A proposal to create a Group V designation in the four public school sections Northern Highlands Regional High School was approved by the NJSIAA executive committee by a vote of 22-5-3 at its meeting in Robbinsville, according to Jack DuBois, NJSIAA assistant director in charge of football. In addition to Group I, Group II, Group III and Group IV, we now have a Group V for football that would include the 15 largest schools in the four regions. With the addition of Group V, 160 public schools (up from 128) would be eligible for the playoffs and an additional 28 games would be played in the sectional tournaments.

==Current conferences==

- Big North Conference
- Burlington County Scholastic League
- Cape-Atlantic League
- Colonial Conference
- Colonial Valley Conference
- Greater Middlesex Conference
- Hudson County Interscholastic League
- Northwest Jersey Athletic Conference
- North Jersey Interscholastic Conference
- Olympic Conference
- Shore Conference
- Super Essex Conference
- Skyland Conference
- Tri-County Conference
- Union County Interscholastic Athletic Conference
- New Jersey Association of Independent Schools

Source

==Conferences realignment==
On August 11, 2008, the NJSIAA released an official proposal for a realignment of athletic conferences located in Central and North Jersey. The proposal affects over 200 NJSIAA high schools in 31 conference divisions, making it the single largest realignment in state history. The result is six "super" conferences according to geography. A seventh, football-only conference would also be created for teams from two of the new super conferences. Not affected by this move are schools located in Mercer, Monmouth, and Middlesex counties as well as all of South Jersey.
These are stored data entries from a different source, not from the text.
PR #65, opened 2017-01-29
Update Model tool and remove link to common

JeffM2501:
Update VC project to 2015,
force it to use the deps regex
remove the need for files from common
Moved text utils that is uses into it's own code.
this makes model tool independent of bzflag in case it gets moved to a tools repo.


JeffM2501:
Blast will be doing this better.

PR #68, opened 2017-02-01
Update VC14 projects with reasonable default filters (folders)

JeffM2501:
add filters for all the projects.
cleanup duplicate headers.
ignore Vc2015 db files


JeffM2501:
will submit another one with the missing files and no history of the badly added files

PR #71, opened 2017-02-11
split windows .rc files into version and application files

JeffM2501:
This gives all the exe projects a version resource so they have the correct version in details.
But only the client gets the icon as part of bzflag.rc


macsforme:
I don't see an actual version.rc included in your changes.

allejo:
closed in 27b7d70f031bbd506fff5947b5a611f2972c9b11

Multiple reasons account for the super conferences realignment. First, the plan was triggered by dissatisfaction with competitive balance between schools, particularly in the football programs in public and non-public schools in the northern part of the state. It would allow schools more flexibility with whom they schedule for such events. Second, new enrollment totals and rates have vastly changed since the conferences were set up 27 years ago, and therefore have not adequately met the needs of all the schools. A final catalyst is the economy; the move would create cheaper overall traveling expenses.

The realignment by the NJSIAA has garnered very mixed reactions among the high schools that it would affect. For instance, Eastside High School, which has traditionally been beaten handily in athletic competition, endorses the move. Meanwhile, Summit High School has enjoyed great success in their conference and sees no need to part ways. Other schools generally share one of these two views.
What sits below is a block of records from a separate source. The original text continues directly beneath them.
Issue #36, opened 2016-01-06
Bad Flags drop on Pause


allejo:
Bad flags should not be dropped when a player pauses

JeffM2501:
Fixed with PR #167 that is a reimplements #76 with the formatting and shared_ptr changes from master.

PR #75, opened 2017-03-26
Fix for Issue #36

henfredemars:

The NJSIAA undertook a major realignment of conferences in the northern part of the state in 2009 and 2010. The main impetus for realigning the league's listed below into six superconferences with multiple divisions each was to defuse tension between public and private schools in the area, which had risen to the point that the public schools attempted to force the private schools into their own separate conferences.
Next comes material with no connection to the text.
PR #76, opened 2017-03-26
Fix flags dropping while paused

henfredemars:
It turns out this bug was deeper than I expected :smiley: I am opening a new pull request.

=== List of conferences defunct under 2009–10 NJSIAA realignment ===
- Bergen County Scholastic League (annexed into Big North and North Jersey in 2010)
- Bergen-Passaic Scholastic League (annexed into North Jersey in 2010)
- Colonial Hills Conference (annexed into Northwest Jersey and Super Essex in 2009)
- Iron Hills Conference (annexed by Northwest Jersey, Super Essex, and Union County in 2009)
- Mountain Valley Conference (annexed into Super Essex and Union County in 2009)
- North Bergen Interscholastic Athletic League (annexed into Big North in 2010)
- North Jersey Tri-County Conference (2009-10 only, annexed into Big North and revived Hudson County in 2010)
- Northern Hills Conference (annexed by North Jersey Tri-County and Super Essex in 2009)
- Northern New Jersey Interscholastic League (annexed into North Jersey Tri-County and Super Essex in 2009)
- Sussex County Interscholastic League (annexed into Northwest Jersey in 2009)
- Watchung Conference (annexed by North Jersey Tri-County, Super Essex, and Union County in 2009)

==Technology forerunner==
In 2018, the NJSIAA become the first state governing body to sanction the use of video replay during high school football's regular season.

==Participation==
In the 2024–25 season, the NJSIAA featured 282,244 participants, with 58% boys and 42% girls.